* WHAT IS EXPECTED
Return, from the lines below, each one that includes the word "demo".

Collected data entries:
----

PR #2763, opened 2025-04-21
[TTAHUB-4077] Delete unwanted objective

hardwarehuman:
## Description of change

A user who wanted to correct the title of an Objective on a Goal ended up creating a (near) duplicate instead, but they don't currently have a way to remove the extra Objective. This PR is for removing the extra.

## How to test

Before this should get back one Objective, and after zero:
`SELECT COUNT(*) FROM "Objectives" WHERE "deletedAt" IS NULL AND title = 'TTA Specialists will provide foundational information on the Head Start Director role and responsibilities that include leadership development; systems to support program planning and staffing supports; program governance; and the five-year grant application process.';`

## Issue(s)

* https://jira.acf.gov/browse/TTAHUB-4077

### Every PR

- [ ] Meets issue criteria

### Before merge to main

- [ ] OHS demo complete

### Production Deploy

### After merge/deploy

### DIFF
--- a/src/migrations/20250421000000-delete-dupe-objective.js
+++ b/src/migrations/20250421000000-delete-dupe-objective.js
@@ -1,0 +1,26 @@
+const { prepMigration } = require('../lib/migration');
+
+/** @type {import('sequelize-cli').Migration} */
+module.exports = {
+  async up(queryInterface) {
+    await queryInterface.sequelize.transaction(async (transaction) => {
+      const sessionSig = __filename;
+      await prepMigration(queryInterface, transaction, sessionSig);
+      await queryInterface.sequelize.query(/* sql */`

----

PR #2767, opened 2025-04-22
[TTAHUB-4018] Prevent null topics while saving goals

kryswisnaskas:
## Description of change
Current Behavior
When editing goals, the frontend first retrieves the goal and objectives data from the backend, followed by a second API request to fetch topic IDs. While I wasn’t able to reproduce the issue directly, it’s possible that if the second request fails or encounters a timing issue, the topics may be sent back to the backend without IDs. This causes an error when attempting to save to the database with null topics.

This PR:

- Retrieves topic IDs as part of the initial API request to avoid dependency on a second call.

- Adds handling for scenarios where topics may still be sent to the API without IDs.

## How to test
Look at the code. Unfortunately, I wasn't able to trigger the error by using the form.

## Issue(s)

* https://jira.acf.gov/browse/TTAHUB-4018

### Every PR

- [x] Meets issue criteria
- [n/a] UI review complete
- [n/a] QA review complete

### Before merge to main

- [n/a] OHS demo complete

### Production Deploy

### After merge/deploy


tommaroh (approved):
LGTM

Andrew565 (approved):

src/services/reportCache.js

----

* WRITTEN SOLUTION
- [ ] OHS demo complete
- [n/a] OHS demo complete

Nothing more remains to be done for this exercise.